PR #123, opened 2026-07-07
Add non-blocking native logger for NIF and CNode backends

khamilowicz:
## Summary
- Adds a thread-safe, non-blocking logger (`unifex_log()`) that native NIF/CNode code can call to send log messages to the BEAM, forwarded through a new `Unifex.Logger` GenServer to Elixir's `Logger`. Works identically for both backends.
- `Unifex.Logger` is opt-in (`config :unifex, enable_logger: true`) so consumers that never log don't pay for an idle process/thread.
- Fixes the include path so any consumer can `#include <unifex/logger.h>` with no extra bundlex config, plus several native-side safety fixes (NULL message guard, `pthread_create` failure handling, retry-on-failure for the NIF fallback env).
- Adds a guide (`pages/logger.md`) and test coverage (unit tests, an integration test project, and a wired-in integration test run).

## Test plan
- [x] `mix test` (repo test suite, including new logger unit/integration tests and the `logger_test` integration project)
- [x] `mix docs` builds cleanly with the new guide
- [x] Verified end-to-end against a standalone example NIF project: config enables `Unifex.Logger`, `unifex_log()` calls are received and forwarded to `Logger` with correct formatting/metadata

:::::

Using the listing above, pull out all lines that hold the word "tests".

__Output for this task__.
- Adds a guide (`pages/logger.md`) and test coverage (unit tests, an integration test project, and a wired-in integration test run).
- [x] `mix test` (repo test suite, including new logger unit/integration tests and the `logger_test` integration project)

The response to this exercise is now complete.